Thanks for the feedback. You're right to point out that Google AI Edge is cross-platform and more flexible than our phrasing suggested.

The core distinction is in the ecosystem: Google AI Edge runs tflite models, whereas Cactus is built for GGUF. This is a critical difference for developers who want to use the latest open-source models.

One major outcome of this is model availability. New open source models are released in GGUF format almost immediately. Finding or reliably converting them to tflite is often a pain. With Cactus, you can run new GGUF models on the day they drop on Huggingface.

Quantization level also plays a role. GGUF has mature support for quantization far below 8-bit. This is effectively essential for mobile. Sub-8-bit support in TFLite is still highly experimental and not broadly applicable.

Last, Cactus excels at CPU inference. While tflite is great, its peak performance often relies on specific hardware accelerators (GPUs, DSPs). GGUF is designed for exceptional performance on standard CPUs, offering a more consistent baseline across the wide variety of devices that app developers have to support.

deepdarkforest · 2025-07-10T21:25:48 1752182748

No worries.

GGUF is more suitable for the latest open-source models, i agree there. Quant2/Q4 will probably be critical as well, if we don't see a jump in ram. But then again I wonder when/If mediapipe will support GGUF as well.

PS, I see you are in the latest YC batch? (below you mentioned BF). Good luck and have fun!

blks · 2025-07-11T10:14:00 1752228840

First paragraph reads like chat gpt response.
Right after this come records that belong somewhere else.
PR #3347, opened 2025-12-03
Add security consideration about encrypted encoding leakage

### LINKED ISSUE #3346: Unencoded digests can be dangerous with encrypted content codings
As part of WGLC review, @ioggstream highlighted that Unencoded-Digest can leak information about an encrypted content coding. This seems like something vital to warn about in the document

LPardue:
This takes some text proposed by @ioggstream and tweaks it a bit

Fixes #3346

### DIFF
--- a/draft-ietf-httpbis-unencoded-digest.md
+++ b/draft-ietf-httpbis-unencoded-digest.md
@@ -329,7 +329,7 @@ presents several risks, {{Sections 6.1, 6.2 and 6.3 of DIGEST-FIELDS}}
 describe relevant considerations and mitigations.
 
 A content coding may provide encryption capabilities, for example "aes128gcm"
-({{?RFC8188}}. Using Unencoded-Digest with such content codings can leak
+({{?RFC8188}}). Using Unencoded-Digest with such content codings can leak
 information about the original data because header fields are visible to anyone
 who can read the HTTP message. This could be used as a side channel.
 


ioggstream (approved):
LGTM

draft-ietf-httpbis-unencoded-digest.md
```diff
@@ -327,6 +328,11 @@ processing. An attacker that can substitute various parts of an HTTP message
 presents several risks, {{Sections 6.1, 6.2 and 6.3 of DIGEST-FIELDS}}
 describe relevant considerations and mitigations.
 
+A content coding may provide encryption capabilities, for example "aes128gcm"
+({{?RFC8188}}. Using Unencoded-Digest with such content codings can leak
```
mikewest: Nit: Either this, or drop the `(`. :)

```suggestion
({{?RFC8188}}). Using Unencoded-Digest with such content codings can leak
```

draft-ietf-httpbis-unencoded-digest.md
```diff
@@ -327,6 +328,11 @@ processing. An attacker that can substitute various parts of an HTTP message
...
+information about the original data because header fields are visible to anyone
+who can read the HTTP message. This could be used as a side channel.
```
mikewest, line 334: Nit: Not sure the last sentence is necessary. 🤷

mikewest (approved):
LGTM % nits. The first should be addressed one way or the other, I'll defer entirely to you on the latter.

draft-ietf-httpbis-unencoded-digest.md
LPardue: oops, thanks!

draft-ietf-httpbis-unencoded-digest.md
LPardue: I was channeling some of the text in https://www.rfc-editor.org/rfc/rfc8188.html#section-4.6

> Because only the payload body is encrypted, information exposed in
   header fields is visible to anyone who can read the HTTP message.
   This could expose side-channel information.
   
  If we think the message is clear enough without the last sentence, happy to drop it, I don't have a strong opinion either way

mikewest: Like I said, I'll defer to you. Parallelism with RFC8188 is good enough justification for me.

LPardue: Im lazy, so for an easy life it's easier to delete it later than add it back, will merge this as is. Thanks!

PR #3348, opened 2025-12-03
Editorial suggestions from Roberto Polli

LPardue:
Most (but not all :smile: ) suggestions from @ioggstream. Some of these triggered memories from RFC editor feedback on 9530 so applying now should ensure some good consistency

- **Add some imports in the conventions and definitions**
- **omit one -> omit the field**
- **gzip example wording**
- **hashing of entire selected representation data**
- **sprinkle some s/coding/codings around**
- **s/body/content**
- **Improve HTTP in examples to avoid a call from the protocol police**

### DIFF
--- a/draft-ietf-httpbis-unencoded-digest.md
+++ b/draft-ietf-httpbis-unencoded-digest.md
@@ -243,10 +243,10 @@ is advised when selecting content coding for use with `Unencoded-Digest`.
 Integrity fields can be used in combination to address different and
 complementary needs, particularly the cases described in {{introduction}}.
 
-In the following examples, the unencoded response data is the string "An
-unexceptional string" following by an LF. For presentation purposes, the
-response content is displayed as a sequence of hex-encoded bytes because it
-contains non-printable characters.
+In the following examples, the selected representation data with no content
+codings applied is: "An unexceptional string" following by an LF. For
+presentation purposes, the response content is displayed as a sequence of
+hex-encoded bytes because it contains non-printable characters.
 
 The first example demonstrates a request that uses content negotiation.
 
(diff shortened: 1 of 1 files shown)


draft-ietf-httpbis-unencoded-digest.md
```diff
@@ -119,16 +119,21 @@ The definitions "representation", "selected representation", "representation
 data", "representation metadata", and "content" in this document are to be
 interpreted as described in {{!HTTP=RFC9110}}.
 
+This document uses the line folding strategies described in {{!FOLDING=RFC8792}}.
+
+The term "digest" is to be interpreted as described in {{DIGEST-FIELDS}}.
```
mikewest, line 124: I think this is accurate, but I'm not sure it's super helpful. RFC9530 says "[Senders choose a hashing algorithm and calculate a digest from an input related to the HTTP message. The algorithm identifier and digest are transmitted in an HTTP field.](https://www.rfc-editor.org/rfc/rfc9530.html#:~:text=Senders%20choose%20a%20hashing%20algorithm%20and%20calculate%20a%20digest%20from%20an%20input%20related%20to%20the%20HTTP%20message.%20The%20algorithm%20identifier%20and%20digest%20are%20transmitted%20in%20an%20HTTP%20field.)", and then just continues referring to "digest" throughout. If you think this pre-addresses editor feedback, I don't think it's harmful to include, but it doesn't seem like it's doing much work to me.

mikewest (approved):
LGTM. This all seems reasonable to me % one line. As before, I'm fine with it if you think it's helpful. It's just not clear to me what work it's doing.

draft-ietf-httpbis-unencoded-digest.md
LPardue: My read of Roberto's suggestion was to import "digest" as stated in https://www.rfc-editor.org/rfc/rfc9530.html#section-1.4-8.

IIRC we had a bit of discussion during 9530 on these terms, hence landing on that phrasing. Im happy to keep it, even if it seems a bit obvious

mikewest: I'm fine with the text you've proposed. Go ahead and land it like this. :)

ioggstream: Agree with Lucas: let's remember to reuse the definitions when updating 9530 :)

PR #586, opened 2022-07-12
Allow reading address kind and network

adityapk00:
Allow reading the type of address and the network that it can be used on. Useful for tests.

### DIFF
--- a/components/zcash_address/src/lib.rs
+++ b/components/zcash_address/src/lib.rs
@@ -34,7 +34,7 @@ pub enum Network {
 
 /// Known kinds of Zcash addresses.
 #[derive(Clone, Debug, PartialEq, Eq, Hash)]
-enum AddressKind {
+pub enum AddressKind {
     Sprout(kind::sprout::Data),
     Sapling(kind::sapling::Data),
     Unified(unified::Address),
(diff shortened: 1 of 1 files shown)


str4d:
> 1. Be able to parse a user string from an "address" field, and identify what type of address it is. Like if the user types in "ztestsapling....." into an address field, I want to show "You typed a sapling address, but it is for the Test network. Please type in a mainnet address"

For this specific example, it sounds like what you want is `ZcashAddress::convert_if_network`, which returns `ConversionError::IncorrectNetwork` if the networks don't match. This error does not expose the _kind_ of address though (both because as mentioned above `AddressKind` is an implementation detail, and because I'm not currently convinced that the kind matters to a user in this context).

More generally, the `ZcashAddress` type is not intended for this kind of introspection, as it is only partially parsed. Full introspection is what the user-defined type is for; we intend to provide our own type for this in `zcash_primitives` or somewhere similar that people _could_ use for this kind of custom input validation, but haven't yet due to time constraints (and because it's somewhat impacted by other ongoing refactors).

str4d:
Thinking about this again. I think I'd prefer one of the following approaches:
- We get address types into `zcash_primitives` (we currently have been developing types in `zcash_client_backend` but will likely refactor them soon). This in combination with `ZcashAddress::convert_if_network` provides all the requested functionality.
- We add a dedicated "address checker" struct that acts as a conversion target which drops the address data. That is equivalent to exposing `AddressKind` but does not commit us to supporting a particular internal structure for it, and it avoids the issue of dealing with `pk_d` parsing etc. Technically the checker would not detect all possible invalid address encodings, but it would (in combination with `ZcashAddress::convert_if_network`) be sufficient to cover the requested functionality.

nuttycom:
We have added introspection methods to the `ZcashAddress` type to reveal the properties that this PR was intended to expose.

PR #588, opened 2022-07-26
Perform batch decryption in wallet scanning (legacy poc branch)

nuttycom:
At present, we batch on a per-block basis.


components/zcash_note_encryption/src/batch.rs
```diff
@@ -14,7 +12,7 @@ use crate::{
 pub fn try_note_decryption<D: BatchDomain, Output: ShieldedOutput<D>>(
     ivks: &[D::IncomingViewingKey],
     outputs: &[(D, Output)],
-) -> Vec<Option<(D::Note, D::Recipient, D::Memo)>> {
+) -> Vec<Option<((D::Note, D::Recipient, D::Memo), usize)>> {
```
daira, line 15: Explain this in the doc comment.

components/zcash_note_encryption/src/batch.rs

poly2it · 2025-07-11T11:26:48 1752233208

Not just the first paragraph, the whole response reads like LLM output.

rshemet · 2025-07-10T20:48:39 1752180519

So far, our focus is on supporting models with fully open-sourced weights. Providers who are sensitive about their weights typically lock those weights up in their cloud and don't run their models locally on consumer devices anyway.

I believe there are some frameworks pioneering model encryption, but i think we're a few steps away from wide adoption.